Other sellers, increasingly from outside the United States, also say that the distinction between handmade and mass-manufactured is not as sharp as it may seem. Kyoko Bowskill, who runs the Link Collective store on Etsy, works with independent artists to design patterns for Japanese furoshiki wrapping cloth, and consigns the manufacturing to a small family business outside Tokyo that specializes in traditional dyeing methods.

“I’m all for ramping up production,” said Ms. Bowskill, who now sells 40 to 50 cloths a month at $50 each. “Etsy shouldn’t be about one person crafting goods all by herself with no sleep,” she said, adding, “We’re building a viable business, but that doesn’t mean we’re mass-manufacturing.”

Etsy declined to make officials available for interviews, citing the quiet period leading up to its stock offering. In its I.P.O. filing, however, Mr. Dickerson acknowledged concerns that Etsy is “diluting our handmade ethos” by allowing sellers to work with manufacturers.

“After all, Etsy has always served as an antidote to mass manufacturing,” he said. “We still do.”

Still, its success, and perhaps its problems, have spurred a flurry of would-be Etsys, like Artfire, a community-based marketplace for handmade items. Artfire gained traction for a while — especially among disgruntled Etsy sellers, who started to migrate to the site — but many of those defectors soured when it started charging a monthly fee for hosting storefronts.

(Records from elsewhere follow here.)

Issue #4425, opened 2016-06-02
Improve server index page 


bryevdv:
As a follow on to #4415 improve the basic `RootHandler` appearance and operation. Possible ideas:

* Make page content temptable 
* Provide default page with brief paragraph, project links, etc
* Improve styling of default list, CSS or bootstrap `list-group`
* Possibly use doc title in list in some way
* Possibly add a means for docs to provide a longer description
* Add docs for all of the above, and for disabling the index page

PR #4443, opened 2016-06-05
Add styling to bokeh apps index page and add docs

boylea:
Solves issue #4425 

This makes the server app index presentable

Here is a screenshot of the index page for two running applications:

screen shot 2016-06-04 at 6 33 40 pm

- [ ] issues: fixes #xxxx
- [ ] tests added / passed

### DIFF
--- a/bokeh/command/subcommands/serve.py
+++ b/bokeh/command/subcommands/serve.py
@@ -67,6 +67,14 @@ Note that if multiple scripts or directories are provided, they
 all receive the same set of command line arguments (if any) given by
 ``--args``.
 
+You can see an index of all running applications at the server root:
+
+.. code-block:: none
+
+    http://localhost:5006/
+
+This index can be disabled with the ``--disable-index`` option
+
 Network Configuration
 ~~~~~~~~~~~~~~~~~~~~~
 
--- a/bokeh/command/subcommands/serve.py
+++ b/bokeh/command/subcommands/serve.py
@@ -462,6 +462,11 @@ class Serve(Subcommand):
             action = 'store_true',
             help    = 'Do not use the default index on the root path',
         )),
+
+        ('--disable-index-redirect', dict(
+            action = 'store_true',
+            help    = 'Do not redirect to running app from root path',
+        )),
     )
 
 
@@ -535,6 +540,7 @@ class Serve(Subcommand):
                 "the `bokeh secret` command can be used to generate a new key.")
 
         server_kwargs['use_index'] = not args.disable_index
+        server_kwargs['redirect_root'] = not args.disable_index_redirect
 
         server = Server(applications, **server_kwargs)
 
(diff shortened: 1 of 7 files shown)


birdsarah:
LGTM - Thanks for adding this @boylea and for adding the docs.

ping @danielfrg @bryevdv  - the docs that @boylea has added, should probably have gone in as part of #4415.

boylea:
The integration tests are failing. I'm having trouble getting them to run at all locally, but will look into it tonight

birdsarah:
That's because you're an external contributor (so you don't have access to SauceLabs). I thought I'd fixed this problem, but apparently not.

Basically this means that the tests are passing.

birdsarah:
@bryevdv - I'm not sure this 100% covers all the things you had in mind for #4425.

danielfrg:
This is great. I notice that this PR removes the redirect when there is only one app running. Is this the desired behaviour? Usually I have just one app running and in that case I thought it was nice to just open the app without the need to see the index.

bryevdv:
I would say we could at least make that configurable e.g --index-redirect  I don't have strong opinions about whether the default is true or false.

danielfrg:
I think defaults are important here.

In my opinion the default for one app should be redirect instead of the index page. I believe this because like I said I usually have one app running, but thats me... now I am wondering if people really run more than one app when they call the command `bokeh serve ...`. If thats the most common use case then the index page as default is probably better, with the `--index-redirect` flag.

In any case this index is much better than my ugly list and the `404` error before that :)

Personally I would remove the "To disable this index page..." message from the index page, i think docs are good enough, i think it looks weird to tell you to remove the index from the index page. Not really that important.

quasiben:
@boylea the new styling is really great!  

My $0.02: I don't mind the message on disabling the index page and I have a slight preference for the redirect.

bryevdv:
My preference is also for a default to redirect. My rationale is this: If there is only one app, then the only possible useful action a user can take from the "list" index page is to click the one link to view the one app. But then why make them do this superfluous action at all? I can appreciate some cases might favor uniformity, but I would suggest `disable-index-redirect` to turn off a default redirect in that case.

bryevdv:
@boylea I think the preference is to keep the redirect as a default with an option to turn it off. Is that something you have the bandwidth to work on? As an alternative, just restoring the redirect and adding an issue to add `--disable-index-redirect` later would be fine.

boylea:
@bryevdv reverted to using redirect. Let me know if you'd rather I squish that change into the first commit to avoid the back and forth history. 

I don't have the bandwidth to do much more for the next couple days. I could get to it Thursday/Friday so it's up to you if want to wait for me to get to it or just do it yourself

bryevdv:
@boylea thanks! I have been experimenting with squash merges, so no need to fix anything up I don't think. We are planning to freeze for `0.12` Monday. So if you have change to work on the policy flag, great! If now, we will merge this and add an issue. Thanks so much for the PR!

boylea:
Added the option for disabling the redirect.

PR #4452, opened 2016-06-06
Fixes to legend rendering

### LINKED ISSUE #4390: Legend is too tall (and maybe too wide) if more than two items
See `examples/charts/file/scatter_multi.py` - at two or three legend items, the legend height is correct, but as number of legend items increases, the legend height increases inappropriately (but seemingly in proportion to the increase)

almarklein:
Fixes #4390

There were several things wrong with the current implementation of the legend rendering:
* It followed a rather peculiar version of the box model:
  * the `legend_padding` was used as padding *and* as margin
  * the `legend_spacing` was used as spacing *and* as padding
* the legend items were not rendered at their correct position (which was the main cause of #4390)
* The text height was not correctly taken into account
* the `label_standoff` was not used, instead the `legend_spacing` was used as standoff.

It now should follow the standard box model. I added a `legend_margin` property to complete it. Further I reduced the default value of the `label_width`, because some labels are just real short (and the actual text length is taken into account anyway), an of the `label_standoff` because it was huge.

cc @birdsarah

### DIFF
--- a/bokeh/models/annotations.py
+++ b/bokeh/models/annotations.py
@@ -74,7 +74,7 @@ class Legend(Annotation):
 
     label_text_font_size = Override(default={ 'value' : '10pt' })
 
-    label_standoff = Int(15, help="""
+    label_standoff = Int(5, help="""
     The distance (in pixels) to separate the label from its associated glyph.
     """)
 
--- a/bokeh/models/annotations.py
+++ b/bokeh/models/annotations.py
@@ -79,11 +79,11 @@ class Legend(Annotation):
     """)
 
     label_height = Int(20, help="""
-    The height (in pixels) of the area that legend labels should occupy.
+    The minimum height (in pixels) of the area that legend labels should occupy.
     """)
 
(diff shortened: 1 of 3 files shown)


birdsarah:
Had a look at: https://s3.amazonaws.com/bokeh-travis/135698545/examples.html#models/legends and it looks great. 

Looks like you have some test clean-up to do. And also appears that we have a reporting problem on the integration test -  the pytest-html report (https://s3.amazonaws.com/bokeh-travis/135698548/tests/pytest-report.html) is showing everything as passing, but the travis report clearly shows a failing test.

almarklein:
@birdsarah where do you see that we have an integration test failing? I only saw the Python-only legend tests, which I fixed, and now Travis is green.

bryevdv:
OK, charts legends that looked bad in prelim testing look much better with this PR. Merging now.

mattpap:
@almarklein, TS API wasn't updated. Please fix this in a followup PR.

PR #4453, opened 2016-06-06
4344/Better handle pd.DatetimeIndex in bokeh.charts 

### LINKED ISSUE #4344: TimeSeries not correclty represent x-axis when applied to DataFrame with datetime index
Bokeh version: 0.11.1

I'm trying to use TimeSeries to plot a Pandas dataframe with a DateTime index but it is not working :  I get time in milliseconds in the x-axis (as well as in the hover tool).
A partial fix is to create a Date column from the index and to specify explicitly x to use that column: it fixes the x display but the hover tool is still not working.

.

canavandl:
- [x] issues: fixes #4344
- [x] tests added / passed

### DIFF
--- a/bokeh/charts/builder.py
+++ b/bokeh/charts/builder.py
@@ -18,7 +18,9 @@ types on top of it.
 
 from __future__ import absolute_import
 
+import numpy as np
 import warnings
+
 from six import string_types
 from .attributes import AttrSpec, ColorAttr, CatAttr
 from .chart import Chart
@@ -670,12 +672,12 @@ class XYBuilder(Builder):
         """
         dim_ref = getattr(self, dim)
         values = dim_ref.data
-        dtype = dim_ref.dtype.name
+        dtype = dim_ref.dtype
 
         sort = self.sort_dim.get(dim)
 
         # object data or single value
-        if dtype == 'object':
+        if dtype.name == 'object':
             factors = values.drop_duplicates()
             if sort:
                 # TODO (fpliger):   this handles pandas API change so users do not experience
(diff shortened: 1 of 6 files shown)


bokeh/charts/builder.py
```diff
@@ -688,7 +690,7 @@ def _get_range(self, dim, start, end):
 
             setattr(self, dim + 'scale', 'categorical')
             return FactorRange(factors=factors.tolist())
-        elif 'datetime' in dtype:
```
canavandl: Per http://docs.scipy.org/doc/numpy/reference/arrays.dtypes.html, this is a better check for datetime dtypes (handles array protocol types such as `dtype='<M8[ns]'`)

bokeh/charts/data_source.py
```diff
@@ -167,9 +167,7 @@ def get_values(self, selection):
             :class:`pandas.DataFrame`
 
         """
-        if selection in special_columns:
-            return special_columns[selection](self.data)
-        elif isinstance(selection, str):
+        if isinstance(selection, str):
             return self.data[selection]
         elif isinstance(selection, list) and len(selection) == 1:
```
canavandl: So this code never worked. If selection was a list it would raise an exception `TypeError: unhashable type: list` on L170 (due to check the existence of a list in a dictionary)

bokeh/charts/data_source.py
```diff
@@ -154,7 +154,7 @@ def __init__(self, label, data, attr_specs):
 
         """
         self.label = label
-        self.data = data.reset_index()
```
canavandl: This conflicts with L171 (resetting the index then trying to read the index value).

bokeh/charts/builder.py
```diff
@@ -688,7 +690,7 @@ def _get_range(self, dim, start, end):
...
+        elif np.issubdtype(dtype, np.datetime64):
```
canavandl: Per http://docs.scipy.org/doc/numpy/reference/arrays.dtypes.html, this is a better check for datetime dtypes (handles array protocol types such as dtype='<M8[ns]')

canavandl:
thanks @Maggie-M

canavandl:
Todo: fix up examples

bryevdv:
fixed another whitespace issue, will merge when green

PR #4457, opened 2016-06-08
explicitly document installing into the bokehjs directory

andreamcinnes:


bryevdv:
Thanks @andreamcinnes !

PR #4471, opened 2016-06-10
Move toolbar to right of plots

### LINKED ISSUE #4399: Make toolbar right by default?
With the new toolbar and title set-up, there's an increased chance that the title and toolbar might clash with each other.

DaWanda, an online bazaar based in Germany selling handmade and vintage products, is popular in Europe, but its sales are thought to amount to just a fraction of Etsy’s.

Nicole Burisch, a fellow with the Museum of Fine Arts, Houston, and an expert on crafts, said separating the handmade from the manufactured would always be tricky. After all, she said, how handmade is a hand-knit sweater or clay pot?

Most of the goods for sale on Etsy were never strictly handmade, she said — “that is, unless you are digging your own clay, weaving your own cloth, raising your own sheep.”